> **Task objective**
The records that follow must be printed exactly as they are.

Segment Start: Records for processing

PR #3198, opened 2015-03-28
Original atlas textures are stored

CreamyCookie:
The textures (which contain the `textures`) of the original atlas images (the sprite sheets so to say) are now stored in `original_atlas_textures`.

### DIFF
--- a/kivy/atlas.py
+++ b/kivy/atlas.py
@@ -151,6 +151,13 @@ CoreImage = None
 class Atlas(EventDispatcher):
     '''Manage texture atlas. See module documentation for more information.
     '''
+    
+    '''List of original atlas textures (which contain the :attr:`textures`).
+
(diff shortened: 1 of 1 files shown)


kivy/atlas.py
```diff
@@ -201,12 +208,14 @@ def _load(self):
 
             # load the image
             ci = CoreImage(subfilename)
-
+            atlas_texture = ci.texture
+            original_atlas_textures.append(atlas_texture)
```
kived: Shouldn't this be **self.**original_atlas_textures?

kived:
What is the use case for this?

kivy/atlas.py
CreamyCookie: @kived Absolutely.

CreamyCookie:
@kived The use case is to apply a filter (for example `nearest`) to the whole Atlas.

Segment End: Records for processing

> **Output of the task**
PR #3198, opened 2015-03-28
Original atlas textures are stored

CreamyCookie:
The textures (which contain the `textures`) of the original atlas images (the sprite sheets so to say) are now stored in `original_atlas_textures`.

### DIFF
--- a/kivy/atlas.py
+++ b/kivy/atlas.py
@@ -151,6 +151,13 @@ CoreImage = None
 class Atlas(EventDispatcher):
     '''Manage texture atlas. See module documentation for more information.
     '''
+    
+    '''List of original atlas textures (which contain the :attr:`textures`).
+
(diff shortened: 1 of 1 files shown)


kivy/atlas.py
```diff
@@ -201,12 +208,14 @@ def _load(self):
 
             # load the image
             ci = CoreImage(subfilename)
-
+            atlas_texture = ci.texture
+            original_atlas_textures.append(atlas_texture)
```
kived: Shouldn't this be **self.**original_atlas_textures?

kived:
What is the use case for this?

kivy/atlas.py
CreamyCookie: @kived Absolutely.

CreamyCookie:
@kived The use case is to apply a filter (for example `nearest`) to the whole Atlas.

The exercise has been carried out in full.